Search the entries below for "have" and copy each matching line.

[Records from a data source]
□ □ □ □

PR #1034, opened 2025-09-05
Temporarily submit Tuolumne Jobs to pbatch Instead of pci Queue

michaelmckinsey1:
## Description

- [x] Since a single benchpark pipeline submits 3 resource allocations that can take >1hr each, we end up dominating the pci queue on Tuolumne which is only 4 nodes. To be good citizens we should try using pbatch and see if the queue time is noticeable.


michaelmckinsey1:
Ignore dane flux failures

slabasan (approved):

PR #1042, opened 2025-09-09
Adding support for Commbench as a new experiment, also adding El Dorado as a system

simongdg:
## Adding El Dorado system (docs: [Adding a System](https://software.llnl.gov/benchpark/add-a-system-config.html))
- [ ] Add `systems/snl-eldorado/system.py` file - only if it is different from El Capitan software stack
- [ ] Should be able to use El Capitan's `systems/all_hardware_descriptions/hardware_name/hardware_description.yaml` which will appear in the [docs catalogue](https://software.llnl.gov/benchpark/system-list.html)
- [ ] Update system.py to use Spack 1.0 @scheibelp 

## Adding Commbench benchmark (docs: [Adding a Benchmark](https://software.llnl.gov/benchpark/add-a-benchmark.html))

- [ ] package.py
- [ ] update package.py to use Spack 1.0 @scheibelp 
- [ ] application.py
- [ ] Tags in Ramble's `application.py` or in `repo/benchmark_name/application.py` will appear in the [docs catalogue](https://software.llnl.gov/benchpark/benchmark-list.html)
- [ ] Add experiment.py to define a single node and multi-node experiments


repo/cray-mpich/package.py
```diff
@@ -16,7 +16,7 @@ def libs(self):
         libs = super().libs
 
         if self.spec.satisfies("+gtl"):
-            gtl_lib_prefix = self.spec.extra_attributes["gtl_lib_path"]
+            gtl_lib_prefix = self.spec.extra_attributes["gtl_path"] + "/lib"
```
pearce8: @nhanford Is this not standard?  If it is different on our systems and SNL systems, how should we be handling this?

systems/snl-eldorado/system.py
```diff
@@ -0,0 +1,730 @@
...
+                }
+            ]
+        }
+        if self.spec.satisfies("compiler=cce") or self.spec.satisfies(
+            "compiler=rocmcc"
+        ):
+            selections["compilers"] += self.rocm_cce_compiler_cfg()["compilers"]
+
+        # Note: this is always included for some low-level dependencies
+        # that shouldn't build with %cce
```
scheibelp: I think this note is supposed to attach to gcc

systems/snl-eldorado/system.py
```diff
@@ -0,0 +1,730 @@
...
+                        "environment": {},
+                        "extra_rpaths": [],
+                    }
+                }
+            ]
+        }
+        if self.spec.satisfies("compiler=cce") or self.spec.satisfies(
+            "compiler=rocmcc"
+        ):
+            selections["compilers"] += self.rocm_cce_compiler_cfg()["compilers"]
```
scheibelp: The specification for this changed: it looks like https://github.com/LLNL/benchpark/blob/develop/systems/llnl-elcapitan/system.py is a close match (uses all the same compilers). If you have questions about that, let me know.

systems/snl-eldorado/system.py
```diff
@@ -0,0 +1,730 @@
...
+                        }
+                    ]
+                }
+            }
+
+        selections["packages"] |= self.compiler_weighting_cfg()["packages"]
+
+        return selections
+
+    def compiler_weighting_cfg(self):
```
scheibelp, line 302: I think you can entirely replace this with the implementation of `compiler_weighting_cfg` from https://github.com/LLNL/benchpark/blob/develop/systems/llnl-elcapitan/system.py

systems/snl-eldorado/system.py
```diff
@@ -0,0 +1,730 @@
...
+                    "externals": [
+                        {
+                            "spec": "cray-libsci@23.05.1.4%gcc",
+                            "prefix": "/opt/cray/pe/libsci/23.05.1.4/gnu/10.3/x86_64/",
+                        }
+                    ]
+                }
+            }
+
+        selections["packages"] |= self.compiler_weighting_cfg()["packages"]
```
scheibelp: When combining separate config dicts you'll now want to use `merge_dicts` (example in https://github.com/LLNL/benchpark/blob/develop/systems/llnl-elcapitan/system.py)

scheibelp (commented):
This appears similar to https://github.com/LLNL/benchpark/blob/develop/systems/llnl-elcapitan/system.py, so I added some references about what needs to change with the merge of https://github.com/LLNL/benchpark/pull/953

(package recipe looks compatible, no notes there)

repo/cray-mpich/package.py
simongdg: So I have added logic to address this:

□ □ □ □

# Final answer
scheibelp: The specification for this changed: it looks like https://github.com/LLNL/benchpark/blob/develop/systems/llnl-elcapitan/system.py is a close match (uses all the same compilers). If you have questions about that, let me know.
simongdg: So I have added logic to address this:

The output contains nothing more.